While the three women were chatting over lunch, Alex showed up at the church, slightly out of breath.
Catching sight of Lois, he walked quickly over to the table. "Lois, I was about to phone you. I've just seen the two guys that Sarah was talking about."
"Where? Let's go, Alex. We've got to follow them."
"Where's your partner?" Alex sounded doubtful. "I'd feel better if he were here too."
"He's, ah, on another story." The truth was that Clark had picked up a news bulletin about a major storm in the North Sea that was threatening to wipe out the oil platforms there, endangering the lives of the workers who lived on them. "He'll be here later, if he gets time. Sarah can let Henderson know where we've gone," Lois said as she and Alex rushed out of the church. Of course, since neither of them had left any specific information about their destination, this would be difficult. Lois Lane, on the trail of a big story, was not always logical about details.
"I saw these guys getting out of a van a couple of blocks from here. I went over to get a closer look, and I spotted the snake tattoo on one guy's hand." Alex was excited and he rushed his words. "I figured I'd better call you and the shelter was just around the corner."
They jogged the two blocks to where Alex had seen the men and spotted them turning into a side street not far from the squats. "O.K., Alex, let's take it easy here." They slowed down, keeping far enough back so they wouldn't be noticed, but close enough to see their quarry stop in the middle of the sidewalk up ahead. Lois pulled Alex into the doorway of a boarded up store on their right.
The two men halted in front of an iron grate in the sidewalk and then looked up and down the deserted street.
Seeing no one, the taller of the two men pried the grate open and they both lowered themselves into it, disappearing from sight.

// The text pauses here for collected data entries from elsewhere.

PR #1382, opened 2024-12-06
Fix incorrect balance when CreateContract is used in block-stm

cffls:
# Description

`CreateContract` was a new function introduced from upstream merge after v1.5.0. When `CreateContract` is called, it should also call `mvRecordWritten` to ensure the state object is in the live set of statedb. Otherwise, some information, e.g. balance of the account, might get lost in the rest of opcodes in that txn.

# Changes

# Nodes audience

# Checklist

# Cross repository changes

    - In case link the PR here:
    - In case link the PR here:

## Testing

- [x] I have added unit tests
- [x] I have tested this code manually on mumbai/amoy

### Manual tests

# Additional comments

### DIFF
--- a/core/state/statedb.go
+++ b/core/state/statedb.go
@@ -1107,6 +1107,9 @@ func (s *StateDB) CreateAccount(addr common.Address) {
 // correctly handle EIP-6780 'delete-in-same-transaction' logic.
 func (s *StateDB) CreateContract(addr common.Address) {
 	obj := s.getStateObject(addr)
+	if obj != nil {
+		obj = s.mvRecordWritten(obj)
+	}
 	if !obj.newContract {
 		obj.newContract = true
 		s.journal.append(createContractChange{account: addr})
--- a/core/state/statedb.go
+++ b/core/state/statedb.go
@@ -418,7 +418,6 @@ func (s *StateDB) ApplyMVWriteSet(writes []blockstm.WriteDescriptor) {
 
 			switch path.GetSubpath() {
 			case BalancePath:
-				// todo: @anshalshukla || @cffls - check balance change reason
 				s.SetBalance(addr, sr.GetBalance(addr), tracing.BalanceChangeUnspecified)
 			case NoncePath:
 				s.SetNonce(addr, sr.GetNonce(addr))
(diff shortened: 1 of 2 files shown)


manav2401:
The fix LGTM. I think the upstream merge introduced a few more changes and we should address them (not necessarily in this PR).

1. In the ApplyMVWriteSet function, this change was made during the upstream merge. 
```diff
case SuicidePath:
-		stateObject := sr.getDeletedStateObject(addr)
-		if stateObject != nil && stateObject.deleted {
+		stateObject := sr.getStateObject(addr)
+		if stateObject != nil {
			s.SelfDestruct(addr)
		}
```
This was done because `getDeletedStateObject` function was removed and `getStateObject` was used instead. As the code suggests above, we checked the `deleted` field of state object and then did self destruct. The new definition of `getStateObject` says that it will return nil if object was not found or deleted in this execution context. But, the newly added logic during upstream merge will proceed to self destruct if `stateObject != nil` which seems incorrect as it means that object wasn't deleted actually. The check should be `stateObject == nil` instead. 

Just wanted to confirm this because I wonder why any block until now has not failed.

"Alex, I'm going down there. You go back to the shelter and tell Henderson when he gets there," Lois whispered as she peered around the store's doorframe.
"You can't do that." Alex's voice had risen a decibel. "I'm coming with you."

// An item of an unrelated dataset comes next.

PR #1392, opened 2024-12-23
Fallback to serial execution if parallel execution fails

cffls:
# Description

Enables the node to bypass unexpected errors from parallel execution and use the result from serial execution instead.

"It's O.K., Alex, I've done this before. I'll be careful. What I need you to do is tell Henderson." She looked at him as she spoke, her voice confident, willing him to go.
Alex hesitated and then made up his mind. Briefly, he touched her shoulder. "All right, but I'm back here as soon as I'm done." Turning, he ran back in the direction from which they'd come, his long legs stretching like an ostrich in flight.
Lois pried the grate away from its metal frame and climbed down the iron ladder attached to the side of the shaft which led below the street surface. Jumping down the last two feet, she landed on the dirt floor of a small cave-like area with tunnels going off in two directions. Great, she thought. Which way? Then she noticed the damp earth scuffed in the tunnel to her left and proceeded down it, careful to keep to the wall in case she should be close to her quarry.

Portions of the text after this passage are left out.